> [DATA]
=== Section Start ===

PR #75, opened 2024-02-09
Authorization via Teams

FelixKirschKern:
Link to Main PR: https://github.com/code-kern-ai/refinery-gateway/pull/182


business_objects/team_member.py
```diff
@@ -0,0 +1,74 @@
...
+    general.add(team_member, with_commit)
+    return team_member
+
+
+def delete_by_team_and_user_id(
+    team_id: str, user_id: str, with_commit: bool = False
+) -> None:
+    team_member = get_by_team_and_user(team_id, user_id)
+    if team_member:
+        general.delete(team_member, with_commit)
```
lumburovskalina, line 65: not sure but i think `general.flush_or_commit(with_commit)` is missing here

FelixKirschKern: `flush_or_commit` is handled inside of `general.delete`

lumburovskalina (approved):

anmarhindi (approved):

business_objects/team_member.py
```diff
@@ -0,0 +1,74 @@
...
+
+
+def delete_by_user_id(user_id: str, with_commit: bool = False) -> None:
+    team_memberships = (
+        session.query(TeamMember).filter(TeamMember.user_id == user_id).all()
+    )
+    for membership in team_memberships:
+        general.delete(membership, with_commit=False)
+    general.flush_or_commit(with_commit)
```
JWittmeyer, line 74: not needed

business_objects/team_member.py
```diff
@@ -0,0 +1,74 @@
...
+    if team_member:
+        general.delete(team_member, with_commit)
+
+
+def delete_by_user_id(user_id: str, with_commit: bool = False) -> None:
+    team_memberships = (
+        session.query(TeamMember).filter(TeamMember.user_id == user_id).all()
+    )
+    for membership in team_memberships:
+        general.delete(membership, with_commit=False)
```
JWittmeyer, line 73: should be 
```suggestion
        general.delete(membership, with_commit=with_commit)
```

business_objects/team_member.py
```diff
@@ -0,0 +1,74 @@
...
+    already_exist = get_by_team_and_user(team_id=team_id, user_id=user_id)
+    if already_exist:
+        return already_exist
+
+    team_item = team.get(team_id)
+    user_item = user.get(user_id)
+    if not team_item or not user_item:
+        return None
+    if team_item.organization_id != user_item.organization_id:
+        return None
```
JWittmeyer: why not raise? this is something that shouln't happen (assuming only users that are in the org are selectable)

business_objects/team_resource.py
```diff
@@ -0,0 +1,115 @@
...
+    )
+    general.add(team_resource, with_commit)
+    return team_resource
+
+
+def __get_resource(resource_id: str, resource_type: enums.ResourceType):
+    if resource_type == enums.ResourceType.COGNITION_PROJECT:
+        return cognition_project.get(resource_id)
+    else:
+        return None
```
JWittmeyer: why not raise? this shouldn't be happening => raise is usually a good hint for the dev :)

cognition_objects/project.py
```diff
@@ -14,19 +14,51 @@ def get(project_id: str) -> CognitionProject:
...
-        .order_by(CognitionProject.created_at.asc())
-        .all()
+        .join(TeamResource, TeamResource.resource_id == CognitionProject.id)
+        .join(TeamMember, TeamMember.team_id == TeamResource.team_id)
+        .filter(TeamMember.user_id == user_id)
+        .filter(
+            TeamResource.resource_type == enums.ResourceType.COGNITION_PROJECT.value
+        )
+        .filter(CognitionProject.id == project_id)
+        .first()
```
JWittmeyer: maybe add comment to ensure it's clear that an engineer calling this method wont get anything

cognition_objects/project.py
```diff
@@ -14,19 +14,51 @@ def get(project_id: str) -> CognitionProject:
...
+        .join(TeamMember, TeamMember.team_id == TeamResource.team_id)
+        .filter(TeamMember.user_id == user_id)
+        .filter(
+            TeamResource.resource_type == enums.ResourceType.COGNITION_PROJECT.value
+        )
+        .filter(CognitionProject.organization_id == org_id)
+        .order_by(CognitionProject.created_at.asc())
+        .all()
+    )
+
```
JWittmeyer: i feel like this could cause issues. (Maybe some misconception i have)

i read this as "get me all projects user x has access to". If i understand the logic right this only works if add all engineers  are also part of the team tables.

So maybe a differnt function name or comment to clarify that it's not "get me all projects user x has access to"

enums.py
```diff
@@ -146,6 +149,10 @@ def snake_case_to_camel_case(self):
         )
 
 
+class ResourceType(Enum):
```
JWittmeyer: maybe TeamResourceType

business_objects/team_member.py
FelixKirschKern: changed

business_objects/team_resource.py
FelixKirschKern: changed

enums.py
FelixKirschKern: renamed

cognition_objects/project.py
FelixKirschKern: I see the problem. I decided to move the check for the user role inside the submodule model. So, now `get_all_by_user` and `get_by_user` work for all user roles. When these methods are used, it is checked if the given user has access, considering his role.
So, if the submodule is used somewhere we don't need to write the code for different behaviour for each role again. I feel like this is clearer and safer now. Do you agree?

cognition_objects/project.py
FelixKirschKern: see reply to comment on `get_all_by_user`

cognition_objects/project.py
JWittmeyer: i like it :)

=== Section End ===

> [TASK TO CARRY OUT] In the listing above, some lines may hold the string "code". Report how many, and nothing more.

> [WORKED SOLUTION] 2